PR #25082, opened 2026-05-08
feat: add template builder deployment config and telemetry types

jeremyruppel:
Adds `CODER_TEMPLATE_BUILDER_ENABLED` and `CODER_TEMPLATE_BUILDER_REGISTRY_URL` deployment config options for the template builder feature (DEVEX-280). When disabled (the default), all `/api/v2/templatebuilder/*` endpoints return 404.

- `TemplateBuilderConfig` struct with `Enabled` and `RegistryURL` fields, registered as serpent options in the `Template Builder` deployment group
- `RequireTemplateBuilderEnabled` middleware returns 404 (not 403) when the feature is off, hiding the endpoints entirely
- `/templatebuilder` route group in `coderd.go` with apiKey auth and the feature gate; sibling tickets (DEVEX-275, 276, 277, 279) add handlers under this group
- `TemplateBuilderSession` telemetry struct on the `Snapshot`, tracking wizard entry and compose completion events; user-supplied variable values are excluded

Refs https://linear.app/codercom/issue/DEVEX-280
++++++++++++++++++++
• **Exercise instructions**:
The answer must be every line of the records that holds the string "with".

• **Response area**:
- `TemplateBuilderConfig` struct with `Enabled` and `RegistryURL` fields, registered as serpent options in the `Template Builder` deployment group
- `/templatebuilder` route group in `coderd.go` with apiKey auth and the feature gate; sibling tickets (DEVEX-275, 276, 277, 279) add handlers under this group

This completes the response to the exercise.